Baca Juga: Klaim Kenaikan PBB Sesuai Aturan, Sudewo: ‘Kalau Saya Saklek Ikuti Perda, Naiknya Ribuan Persen’

-Advertisement-

Dirinya pun menyebut, kalau pertanyaan terkait penggunaan uang negara ditanyakan kepada dirinya, maka Sudewo akan menjawab, bahwa hal itu digunakan untuk membangun 81 jalan dan jembatan. Kemudian ada juga penataan GOR Pesantenan, Masjid Agung Baitunnur, serta menormalkan kembali RSUD Soewondo.

“Jadi tanyanya jangan kepada saya. Tanya kepada bupati sebelumnya. “Duit negoro, mbok nggo opo? Dalan rusak neng endi-endi muk jarke, dalan ajur mumur nek endi-endi muk jarke. Mbuk nggo opo?” Tanyanya kepeda dia, tanyanya jangan kepada saya,” imbuhnya.

Pernyataan ini Sudewo sampaikan ketika dirinya ditanya terkait dengan kebijkaan kenaikan PBB yang dilakukannya pada 2025 ini. 

Kebijakan yang terkesan ujug-ujug ini, membuat polemik di kalangan masyarakat.

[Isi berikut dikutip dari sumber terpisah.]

PR #5024, opened 2018-08-09
Fix TryCreateParentDirectory on Windows

sesmith177:
On Windows, both '/' and '\' are valid path separators. So when creating
the parent directories, split the filename on both

Signed-off-by: Akshat Gokhale <agokhale@pivotal.io>

### DIFF
--- a/src/google/protobuf/compiler/command_line_interface.cc
+++ b/src/google/protobuf/compiler/command_line_interface.cc
@@ -168,7 +168,12 @@ bool VerifyDirectoryExists(const string& path) {
 // directories listed in |filename|.
 bool TryCreateParentDirectory(const string& prefix, const string& filename) {
   // Recursively create parent directories to the output file.
+#if defined(_WIN32)
+  // on Windows, both '/' and '\' are valid path separators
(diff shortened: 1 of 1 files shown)


sesmith177:
signed the CLA

xfxyjwf:
Can you provide an example where the current implementation doesn't work but can be fixed with this PR?

src/google/protobuf/compiler/command_line_interface.cc
```diff
@@ -168,7 +168,12 @@ bool VerifyDirectoryExists(const string& path) {
 // directories listed in |filename|.
 bool TryCreateParentDirectory(const string& prefix, const string& filename) {
   // Recursively create parent directories to the output file.
+#if defined(_WIN32)
+  // on Windows, both '/' and '\' are valid path separators
+  std::vector<string> parts = Split(filename, "/\\", true);
```
xfxyjwf: Can you use this code path always? I.e., splitting on "/\\" even on linux. I don't think we want to support "\" as part of the filename at all.

PR #5027, opened 2018-08-09
Cleanup kokoro scripts.

xfxyjwf:
Changes:
1. Remove stuff no longer needed. Lots of the heavy lifting were there
because we were running our own jenkins cluster and had to manage all
the test logs ourselves. Now they are useless.
2. Change "-j2" to "-j4" to speed up the test a little bit. Kokoro
machines have 4 logic CPUs according to their spec.


xfxyjwf:
This PR improves the running time of linux tests significantly because it has removed the C++ test that was there for every language. For example, linux Python:

Before: 22 mins
https://source.cloud.google.com/results/invocations/dd2181b6-af9c-4035-9c27-8f8695a7de18/targets

After: 10 mins
https://source.cloud.google.com/results/invocations/0f623ded-e412-41bc-bf6f-f9b0f25dfc47/targets

PR #5032, opened 2018-08-10
Fix json parsing of wrapper values

TeBoring:
Copy paste upb change into protobuf repository.


TeBoring:
Broken test is not due to this change.

PR #5034, opened 2018-08-11
Python wheel kokoro for windows

TeBoring:


kokoro/release/python/windows/build_python_env.bat
```diff
@@ -0,0 +1,10 @@
+REM Prepend newly installed Python to the PATH of this build (this cannot be
```
xfxyjwf: Why does this have to be in a separate script? Can you embed it in another existing script?

TeBoring: done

Sebab, kenaikan PBB yang mencapai 250 persen seperti yang disampaikan Bupati, dinilai terlalu tinggi dan membenani masyarakat.

Sudewo menyebut, bahwa alasan menaikkan  tarif PPB itu, karena selama 14 tahun tidak penyesuaian. Selain itu, lanjutnya, kenaikan PBB tersebut bisa digunakan untuk menambah pembiayaan pembangunan daerah.

“Pembangunan di mana-mana itu butuh anggaran. Tetapi dengan PBB itu bukan berarti semuanya bisa diatasi dengan penyesuaian. Hanya meringankan,” ucapnya.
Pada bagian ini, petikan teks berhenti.